Note to self: machine learning using node.js; what's the speed of calculations, what's the memory management in node.js, can I find pure JS implementation of SVM?

1 comments

Thanks. I did do a simple analysis[1] and changed it[2] to 5 neighbors. Though when I look at the graph now, I see that 4 is actually the optimal value..

Swedish graph (täckning = recall): http://cl.ly/BJRa/pr.png

[1] https://github.com/DanielRapp/twss.js/blob/master/lib/analyz...

[2] https://github.com/DanielRapp/twss.js/commit/3cfcda785583084...

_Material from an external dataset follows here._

PR #1230, opened 2026-07-06
[diskann-garnet] Fix cache coherence on set_neighbors

metajack:
When diagnosing some issues last week I realized that there was a cache coherency problem with `set_neighbors()`. `append_vector()` updates the start point neighbor cache atomically alongside the real neighbor list, but `set_neighbors()` did two writes sequentially which could result in coherency issues.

Why don't you try 10-fold CV (http://en.wikipedia.org/wiki/Cross-validation_%28statistics%...) - the graph might drastically change. Here is example how to do it: https://onlinecourses.science.psu.edu/stat857/book/export/ht...

If precision & recall monotonically go down when increasing NN then it means you don't have enough training data.